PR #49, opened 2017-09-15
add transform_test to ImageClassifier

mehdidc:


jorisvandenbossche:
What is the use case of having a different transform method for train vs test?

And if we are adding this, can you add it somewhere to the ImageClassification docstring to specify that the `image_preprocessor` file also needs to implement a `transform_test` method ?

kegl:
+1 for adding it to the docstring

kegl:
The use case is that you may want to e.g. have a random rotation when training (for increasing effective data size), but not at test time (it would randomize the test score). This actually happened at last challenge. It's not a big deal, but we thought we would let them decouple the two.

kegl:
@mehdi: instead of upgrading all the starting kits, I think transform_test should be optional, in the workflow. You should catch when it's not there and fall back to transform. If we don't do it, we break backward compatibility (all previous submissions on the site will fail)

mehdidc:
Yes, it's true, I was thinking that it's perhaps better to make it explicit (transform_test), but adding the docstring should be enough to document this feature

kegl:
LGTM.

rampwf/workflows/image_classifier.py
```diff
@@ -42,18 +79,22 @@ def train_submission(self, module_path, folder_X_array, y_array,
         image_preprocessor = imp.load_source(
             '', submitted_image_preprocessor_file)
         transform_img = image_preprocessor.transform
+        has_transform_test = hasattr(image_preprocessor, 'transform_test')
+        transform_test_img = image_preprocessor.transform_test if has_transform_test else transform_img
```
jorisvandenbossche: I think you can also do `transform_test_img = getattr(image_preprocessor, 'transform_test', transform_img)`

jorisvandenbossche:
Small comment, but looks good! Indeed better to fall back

---

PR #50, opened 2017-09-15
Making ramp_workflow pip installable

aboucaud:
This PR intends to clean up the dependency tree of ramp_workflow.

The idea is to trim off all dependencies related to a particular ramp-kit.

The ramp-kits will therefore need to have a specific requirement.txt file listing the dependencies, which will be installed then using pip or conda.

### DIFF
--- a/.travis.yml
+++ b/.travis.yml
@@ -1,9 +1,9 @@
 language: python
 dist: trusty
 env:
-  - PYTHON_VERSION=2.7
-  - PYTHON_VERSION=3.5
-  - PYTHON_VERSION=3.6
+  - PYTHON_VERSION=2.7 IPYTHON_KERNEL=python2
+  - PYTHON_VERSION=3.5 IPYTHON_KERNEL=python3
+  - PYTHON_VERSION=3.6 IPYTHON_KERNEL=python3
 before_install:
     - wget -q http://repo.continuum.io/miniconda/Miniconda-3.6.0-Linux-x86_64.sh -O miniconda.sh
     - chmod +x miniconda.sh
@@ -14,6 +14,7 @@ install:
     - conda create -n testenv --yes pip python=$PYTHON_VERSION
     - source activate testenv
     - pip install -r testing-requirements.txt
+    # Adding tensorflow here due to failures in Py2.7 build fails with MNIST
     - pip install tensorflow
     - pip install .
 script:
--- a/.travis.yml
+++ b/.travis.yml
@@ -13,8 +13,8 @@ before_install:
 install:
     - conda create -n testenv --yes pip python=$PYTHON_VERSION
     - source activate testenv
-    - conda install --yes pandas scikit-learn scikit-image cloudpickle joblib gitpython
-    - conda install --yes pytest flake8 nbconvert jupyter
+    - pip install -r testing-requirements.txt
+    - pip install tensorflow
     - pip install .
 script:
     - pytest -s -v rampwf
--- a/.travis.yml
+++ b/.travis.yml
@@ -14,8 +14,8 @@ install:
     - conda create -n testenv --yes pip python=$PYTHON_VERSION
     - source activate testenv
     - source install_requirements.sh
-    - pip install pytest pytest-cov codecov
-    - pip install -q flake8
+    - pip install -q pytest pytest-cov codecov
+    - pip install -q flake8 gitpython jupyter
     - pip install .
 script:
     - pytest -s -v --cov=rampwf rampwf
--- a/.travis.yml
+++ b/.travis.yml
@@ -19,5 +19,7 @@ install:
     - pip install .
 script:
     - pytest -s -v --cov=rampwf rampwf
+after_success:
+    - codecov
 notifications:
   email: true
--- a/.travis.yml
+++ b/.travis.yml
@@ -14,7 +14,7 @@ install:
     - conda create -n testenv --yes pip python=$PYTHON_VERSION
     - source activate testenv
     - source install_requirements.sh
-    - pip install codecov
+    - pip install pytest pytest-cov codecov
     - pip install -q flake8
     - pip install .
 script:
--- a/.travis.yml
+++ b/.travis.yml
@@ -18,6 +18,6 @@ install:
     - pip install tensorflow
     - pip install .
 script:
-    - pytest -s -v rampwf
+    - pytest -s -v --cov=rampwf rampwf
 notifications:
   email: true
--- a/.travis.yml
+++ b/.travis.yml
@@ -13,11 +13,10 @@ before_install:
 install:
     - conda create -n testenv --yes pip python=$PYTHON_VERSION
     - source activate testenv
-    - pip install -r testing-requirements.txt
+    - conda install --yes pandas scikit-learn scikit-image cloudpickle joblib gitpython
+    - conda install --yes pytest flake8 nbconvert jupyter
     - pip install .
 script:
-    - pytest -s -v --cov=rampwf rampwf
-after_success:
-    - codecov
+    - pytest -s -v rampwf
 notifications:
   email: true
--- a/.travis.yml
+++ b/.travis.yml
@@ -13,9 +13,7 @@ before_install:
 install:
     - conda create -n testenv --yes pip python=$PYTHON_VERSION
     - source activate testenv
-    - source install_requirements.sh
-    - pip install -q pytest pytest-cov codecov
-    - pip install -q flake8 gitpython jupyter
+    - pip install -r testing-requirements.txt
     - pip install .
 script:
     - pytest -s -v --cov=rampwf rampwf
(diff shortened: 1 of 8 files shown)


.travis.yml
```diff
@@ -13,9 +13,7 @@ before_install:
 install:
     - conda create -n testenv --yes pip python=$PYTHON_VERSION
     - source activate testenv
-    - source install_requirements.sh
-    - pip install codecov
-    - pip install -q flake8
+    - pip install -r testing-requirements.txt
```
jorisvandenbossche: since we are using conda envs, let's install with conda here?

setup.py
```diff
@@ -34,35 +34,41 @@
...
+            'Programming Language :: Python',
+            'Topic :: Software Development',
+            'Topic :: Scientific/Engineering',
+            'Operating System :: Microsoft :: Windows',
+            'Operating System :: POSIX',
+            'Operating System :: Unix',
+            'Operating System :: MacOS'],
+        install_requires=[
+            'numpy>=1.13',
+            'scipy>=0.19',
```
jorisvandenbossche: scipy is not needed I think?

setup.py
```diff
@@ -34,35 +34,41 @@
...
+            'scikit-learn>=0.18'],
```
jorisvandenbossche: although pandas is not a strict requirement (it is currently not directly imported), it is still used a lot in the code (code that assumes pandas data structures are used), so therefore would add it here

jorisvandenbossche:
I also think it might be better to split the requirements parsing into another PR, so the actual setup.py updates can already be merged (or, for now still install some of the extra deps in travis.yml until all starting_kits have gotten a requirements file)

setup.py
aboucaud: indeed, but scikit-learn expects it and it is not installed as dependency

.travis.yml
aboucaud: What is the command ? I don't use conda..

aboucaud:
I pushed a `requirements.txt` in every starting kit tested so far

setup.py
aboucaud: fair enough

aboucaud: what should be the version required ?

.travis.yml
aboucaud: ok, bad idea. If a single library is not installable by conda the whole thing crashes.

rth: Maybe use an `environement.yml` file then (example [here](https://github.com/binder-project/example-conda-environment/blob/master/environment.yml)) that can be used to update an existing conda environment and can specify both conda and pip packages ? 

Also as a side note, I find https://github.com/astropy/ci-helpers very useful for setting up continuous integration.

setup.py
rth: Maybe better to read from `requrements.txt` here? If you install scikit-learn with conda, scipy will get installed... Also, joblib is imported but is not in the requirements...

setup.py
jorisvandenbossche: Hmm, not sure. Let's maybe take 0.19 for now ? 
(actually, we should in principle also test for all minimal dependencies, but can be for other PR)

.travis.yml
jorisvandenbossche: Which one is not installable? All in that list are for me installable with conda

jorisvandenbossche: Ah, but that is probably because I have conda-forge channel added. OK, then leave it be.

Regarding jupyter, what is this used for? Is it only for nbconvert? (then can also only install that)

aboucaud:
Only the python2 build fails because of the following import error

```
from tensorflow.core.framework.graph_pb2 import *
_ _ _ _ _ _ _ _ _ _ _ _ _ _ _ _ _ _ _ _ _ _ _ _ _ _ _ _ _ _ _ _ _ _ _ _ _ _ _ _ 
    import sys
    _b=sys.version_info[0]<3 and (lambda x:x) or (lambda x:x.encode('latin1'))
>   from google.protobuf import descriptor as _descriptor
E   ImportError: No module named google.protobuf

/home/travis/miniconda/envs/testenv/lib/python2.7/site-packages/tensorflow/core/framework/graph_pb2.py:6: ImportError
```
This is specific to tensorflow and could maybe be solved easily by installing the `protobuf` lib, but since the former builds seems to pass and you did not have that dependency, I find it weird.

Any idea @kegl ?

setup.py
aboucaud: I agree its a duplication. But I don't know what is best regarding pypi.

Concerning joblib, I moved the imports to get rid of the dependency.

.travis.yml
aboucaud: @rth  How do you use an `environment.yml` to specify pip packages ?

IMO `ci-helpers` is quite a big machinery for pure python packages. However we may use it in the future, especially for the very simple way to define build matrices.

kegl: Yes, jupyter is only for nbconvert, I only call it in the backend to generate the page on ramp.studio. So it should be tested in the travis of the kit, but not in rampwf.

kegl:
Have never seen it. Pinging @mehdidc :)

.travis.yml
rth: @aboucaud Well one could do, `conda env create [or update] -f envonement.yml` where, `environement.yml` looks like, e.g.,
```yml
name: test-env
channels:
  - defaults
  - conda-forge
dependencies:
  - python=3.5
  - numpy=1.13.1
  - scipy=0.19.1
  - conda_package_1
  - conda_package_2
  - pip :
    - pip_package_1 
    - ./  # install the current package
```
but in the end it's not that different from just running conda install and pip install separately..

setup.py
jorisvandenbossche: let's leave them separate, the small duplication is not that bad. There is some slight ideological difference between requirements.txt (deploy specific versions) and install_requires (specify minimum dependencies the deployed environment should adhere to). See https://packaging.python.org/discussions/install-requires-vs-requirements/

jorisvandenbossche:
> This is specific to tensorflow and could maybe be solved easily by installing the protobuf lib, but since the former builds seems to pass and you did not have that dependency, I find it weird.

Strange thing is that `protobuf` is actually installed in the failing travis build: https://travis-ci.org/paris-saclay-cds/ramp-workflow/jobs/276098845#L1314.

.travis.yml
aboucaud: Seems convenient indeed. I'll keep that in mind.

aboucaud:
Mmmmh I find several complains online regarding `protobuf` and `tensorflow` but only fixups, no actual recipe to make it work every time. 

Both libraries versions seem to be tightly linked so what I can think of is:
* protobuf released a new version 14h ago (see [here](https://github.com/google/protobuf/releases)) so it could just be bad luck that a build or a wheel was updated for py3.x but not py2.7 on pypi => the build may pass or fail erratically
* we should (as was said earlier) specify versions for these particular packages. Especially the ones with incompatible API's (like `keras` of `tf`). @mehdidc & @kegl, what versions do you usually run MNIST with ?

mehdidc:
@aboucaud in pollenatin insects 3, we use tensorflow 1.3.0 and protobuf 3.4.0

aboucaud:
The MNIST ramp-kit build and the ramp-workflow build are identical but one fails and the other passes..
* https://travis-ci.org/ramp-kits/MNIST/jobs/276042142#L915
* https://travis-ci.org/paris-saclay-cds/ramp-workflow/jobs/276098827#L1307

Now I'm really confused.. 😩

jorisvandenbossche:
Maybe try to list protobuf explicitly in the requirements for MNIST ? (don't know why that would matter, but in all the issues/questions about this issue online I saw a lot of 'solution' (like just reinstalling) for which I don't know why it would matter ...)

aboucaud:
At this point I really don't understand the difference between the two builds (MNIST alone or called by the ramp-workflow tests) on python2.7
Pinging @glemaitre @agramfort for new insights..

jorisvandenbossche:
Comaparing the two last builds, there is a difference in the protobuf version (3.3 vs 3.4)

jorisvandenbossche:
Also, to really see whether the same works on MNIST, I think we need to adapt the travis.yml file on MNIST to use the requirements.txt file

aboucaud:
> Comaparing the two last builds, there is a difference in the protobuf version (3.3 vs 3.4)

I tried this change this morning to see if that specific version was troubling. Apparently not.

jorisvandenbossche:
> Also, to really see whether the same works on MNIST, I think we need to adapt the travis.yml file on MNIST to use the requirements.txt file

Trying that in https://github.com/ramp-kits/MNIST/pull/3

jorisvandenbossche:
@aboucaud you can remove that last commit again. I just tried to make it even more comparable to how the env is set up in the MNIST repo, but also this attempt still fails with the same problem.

EXERCISE DESCRIPTION »
The answer must consist of each line from the data that includes the string "installable".

SOLUTION TO THIS PROBLEM »
Making ramp_workflow pip installable
aboucaud: ok, bad idea. If a single library is not installable by conda the whole thing crashes.
jorisvandenbossche: Which one is not installable? All in that list are for me installable with conda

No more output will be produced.